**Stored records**
Start of Block
PR #422, opened 2015-06-09
Fix chrome & ipad display bugs

### LINKED ISSUE #1: Figure out how to use issue tracking
According to Joel Spolsky, even a one-person, one-file project needs some kind of bug tracking that's not in the programmers head, a text file at the very least. Just now I was thinking "Hm! With this commit I don't think there are any outstanding bugs! ...as far as I can remember." Which is exactly the problem -- I don't remember. Better start learning how to use this.

### LINKED ISSUE #2: Dynamic Cosmetic Issue: Moving cursor in and out of super/subscripts in parens
If you type ((a_n x^n))) in Opera, moving the cursor in and out of the super and subscripted n's causes noticable changing of vertical alignment of outer parens.

Will update when test cases for WebKit and Gecko are found.

eluberoff:
Fix #1: get rid of weird white cover that shows up in chrome 43 in desmos tables.

Before:
screen shot 2015-06-09 at 2 35 35 pm

After:
screen shot 2015-06-09 at 3 09 30 pm

Fix #2:
make sure a second cursor doesn't show up on iPad when using a real textarea. Fix from here:

### DIFF
--- a/src/css/textarea.less
+++ b/src/css/textarea.less
@@ -13,8 +13,13 @@
     position: absolute; // the only way to hide the textarea *and* the
     clip: rect(1em 1em 1em 1em); // blinking insertion point in IE
     resize: none; // hotfix: https://code.google.com/p/chromium/issues/detail?id=355199#c1
-
   }
+
+  //remove system cursor on iPad
+  .mq-textarea textarea:focus {
+    text-indent: -9999em;
+  }
+
   .mq-selectable {
     width: 1px; // don't "stick out" invisibly from a math field,
     height: 1px; // can affect ancestor's .scroll{Width,Height}
--- a/src/css/textarea.less
+++ b/src/css/textarea.less
@@ -10,12 +10,12 @@
 
   .mq-textarea *, .mq-selectable {
     .user-select(text);
-
     position: absolute; // the only way to hide the textarea *and* the
     clip: rect(1em 1em 1em 1em); // blinking insertion point in IE
-
     resize: none; // hotfix: https://code.google.com/p/chromium/issues/detail?id=355199#c1
 
+  }
+  .mq-selectable {
     width: 1px; // don't "stick out" invisibly from a math field,
     height: 1px; // can affect ancestor's .scroll{Width,Height}
   }


jwmerrill:
Isn't Desmos using spans instead of textareas on the iPad? Why do we need a cursor fix there?

src/css/textarea.less
```diff
@@ -10,12 +10,17 @@
...
+  }
+
+  //remove system cursor on iPad
+  .mq-textarea textarea:focus {
+    text-indent: -9999em;
+  }
 
+  .mq-selectable {
     width: 1px; // don't "stick out" invisibly from a math field,
     height: 1px; // can affect ancestor's .scroll{Width,Height}
```
jwmerrill: According to these comments, setting width and height was fixing real bugs. Did we verify that those are no longer necessary for some reason?

eluberoff: I haven't been able to reproduce that. I guess you'd need a mathquill field
that's smaller than 13px by 13px, which at least for Desmos hasn't arisen.
Setting to width or height to anything under (I think) 13px triggered this
chrome display bug for me.

laughinghan: I'm able to repro the following on prod right now:
1. open the Settings popover
2. focus one of the "Step:" math fields
3. scroll rightward
image
(One of the DCG unit tests used to fail with something like the above screenshot; but Jason said you guys completely changed your testing system a while back, to a dedicated Windows VM or something, right? I think it was before that, I'd guess that's why your change didn't cause the same test to fail in the same way. Anyway, we should add a test specifically for this.)

The default size of a textarea's is a lot bigger than 13px by 13px, in Chrome it's 198px by 32px as you can see if you click the "Show Textareas" button in the top right corner of the visual tests page (<http://localhost:9292/test/visual.html>); but it's not the size of the math field that matters, it's the size of the smallest ancestor with `overflow-y` that's not `visible` that will see the mysterious increase in `scrollWidth`, such as in this case, [the Settings popover](https://github.com/desmosinc/knox/blob/893797f42f8ae72550d66fa4f301aae692254e25/frontend/desmos/public/assets/styl/popovers.styl#L26-L41) (by the way, we set `.dcg-popover .dcg-popover-interior` to `overflow: auto` in 2 different places).

laughinghan:
I'm unable to repro the weird white blotches in Chrome, and I'm pretty sure I did modify the relevant CSS:
image

Are you still able to repro? As mentioned above, your fix re-introduces a Settings popover scrolling area bug: https://github.com/mathquill/mathquill/pull/422#discussion_r35135114

For the record, I totally believe you that the 1px by 1px triggered utterly befuddling transient issues in Webkit-descendants, at one point I, too, removed these rules partly because of a bug in Chrome and Safari where the page would [jump around](https://github.com/mathquill/mathquill/pull/261#issuecomment-38333601) when you clicked on some math fields (but not others).

By #361 when we added back the 1px by 1px to fix the Settings popover bug, I couldn't repro the page-jumping-around bug and tried pretend it never happened.

laughinghan:
I think this can be closed. #452 fixes the iPad blinking blue cursor issue; I can't reproduce the white blotches issue, and the proposed fix for it introduces another bug.

(It might even be possible that the white blotches issue, though basically unrelated to the iPad blinking blue cursor issue, is actually _also_ fixed by #452; the problematic line whose removal reportedly fixes the white blotches issue used to cause [another weird issue that was also fixed by #452](https://github.com/mathquill/mathquill/pull/452#commitcomment-12557835).)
End of Block
**EXERCISE DIRECTIONS**
However many lines the data holds, return each one exactly.

**WRITTEN RESPONSE**
PR #422, opened 2015-06-09
Fix chrome & ipad display bugs

### LINKED ISSUE #1: Figure out how to use issue tracking
According to Joel Spolsky, even a one-person, one-file project needs some kind of bug tracking that's not in the programmers head, a text file at the very least. Just now I was thinking "Hm! With this commit I don't think there are any outstanding bugs! ...as far as I can remember." Which is exactly the problem -- I don't remember. Better start learning how to use this.

### LINKED ISSUE #2: Dynamic Cosmetic Issue: Moving cursor in and out of super/subscripts in parens
If you type ((a_n x^n))) in Opera, moving the cursor in and out of the super and subscripted n's causes noticable changing of vertical alignment of outer parens.

Will update when test cases for WebKit and Gecko are found.

eluberoff:
Fix #1: get rid of weird white cover that shows up in chrome 43 in desmos tables.

Before:
screen shot 2015-06-09 at 2 35 35 pm

After:
screen shot 2015-06-09 at 3 09 30 pm

Fix #2:
make sure a second cursor doesn't show up on iPad when using a real textarea. Fix from here:

### DIFF
--- a/src/css/textarea.less
+++ b/src/css/textarea.less
@@ -13,8 +13,13 @@
     position: absolute; // the only way to hide the textarea *and* the
     clip: rect(1em 1em 1em 1em); // blinking insertion point in IE
     resize: none; // hotfix: https://code.google.com/p/chromium/issues/detail?id=355199#c1
-
   }
+
+  //remove system cursor on iPad
+  .mq-textarea textarea:focus {
+    text-indent: -9999em;
+  }
+
   .mq-selectable {
     width: 1px; // don't "stick out" invisibly from a math field,
     height: 1px; // can affect ancestor's .scroll{Width,Height}
--- a/src/css/textarea.less
+++ b/src/css/textarea.less
@@ -10,12 +10,12 @@
 
   .mq-textarea *, .mq-selectable {
     .user-select(text);
-
     position: absolute; // the only way to hide the textarea *and* the
     clip: rect(1em 1em 1em 1em); // blinking insertion point in IE
-
     resize: none; // hotfix: https://code.google.com/p/chromium/issues/detail?id=355199#c1
 
+  }
+  .mq-selectable {
     width: 1px; // don't "stick out" invisibly from a math field,
     height: 1px; // can affect ancestor's .scroll{Width,Height}
   }


jwmerrill:
Isn't Desmos using spans instead of textareas on the iPad? Why do we need a cursor fix there?

src/css/textarea.less
```diff
@@ -10,12 +10,17 @@
...
+  }
+
+  //remove system cursor on iPad
+  .mq-textarea textarea:focus {
+    text-indent: -9999em;
+  }
 
+  .mq-selectable {
     width: 1px; // don't "stick out" invisibly from a math field,
     height: 1px; // can affect ancestor's .scroll{Width,Height}
```
jwmerrill: According to these comments, setting width and height was fixing real bugs. Did we verify that those are no longer necessary for some reason?

eluberoff: I haven't been able to reproduce that. I guess you'd need a mathquill field
that's smaller than 13px by 13px, which at least for Desmos hasn't arisen.
Setting to width or height to anything under (I think) 13px triggered this
chrome display bug for me.

laughinghan: I'm able to repro the following on prod right now:
1. open the Settings popover
2. focus one of the "Step:" math fields
3. scroll rightward
image
(One of the DCG unit tests used to fail with something like the above screenshot; but Jason said you guys completely changed your testing system a while back, to a dedicated Windows VM or something, right? I think it was before that, I'd guess that's why your change didn't cause the same test to fail in the same way. Anyway, we should add a test specifically for this.)

The default size of a textarea's is a lot bigger than 13px by 13px, in Chrome it's 198px by 32px as you can see if you click the "Show Textareas" button in the top right corner of the visual tests page (<http://localhost:9292/test/visual.html>); but it's not the size of the math field that matters, it's the size of the smallest ancestor with `overflow-y` that's not `visible` that will see the mysterious increase in `scrollWidth`, such as in this case, [the Settings popover](https://github.com/desmosinc/knox/blob/893797f42f8ae72550d66fa4f301aae692254e25/frontend/desmos/public/assets/styl/popovers.styl#L26-L41) (by the way, we set `.dcg-popover .dcg-popover-interior` to `overflow: auto` in 2 different places).

laughinghan:
I'm unable to repro the weird white blotches in Chrome, and I'm pretty sure I did modify the relevant CSS:
image

Are you still able to repro? As mentioned above, your fix re-introduces a Settings popover scrolling area bug: https://github.com/mathquill/mathquill/pull/422#discussion_r35135114

For the record, I totally believe you that the 1px by 1px triggered utterly befuddling transient issues in Webkit-descendants, at one point I, too, removed these rules partly because of a bug in Chrome and Safari where the page would [jump around](https://github.com/mathquill/mathquill/pull/261#issuecomment-38333601) when you clicked on some math fields (but not others).

By #361 when we added back the 1px by 1px to fix the Settings popover bug, I couldn't repro the page-jumping-around bug and tried pretend it never happened.

laughinghan:
I think this can be closed. #452 fixes the iPad blinking blue cursor issue; I can't reproduce the white blotches issue, and the proposed fix for it introduces another bug.

(It might even be possible that the white blotches issue, though basically unrelated to the iPad blinking blue cursor issue, is actually _also_ fixed by #452; the problematic line whose removal reportedly fixes the white blotches issue used to cause [another weird issue that was also fixed by #452](https://github.com/mathquill/mathquill/pull/452#commitcomment-12557835).)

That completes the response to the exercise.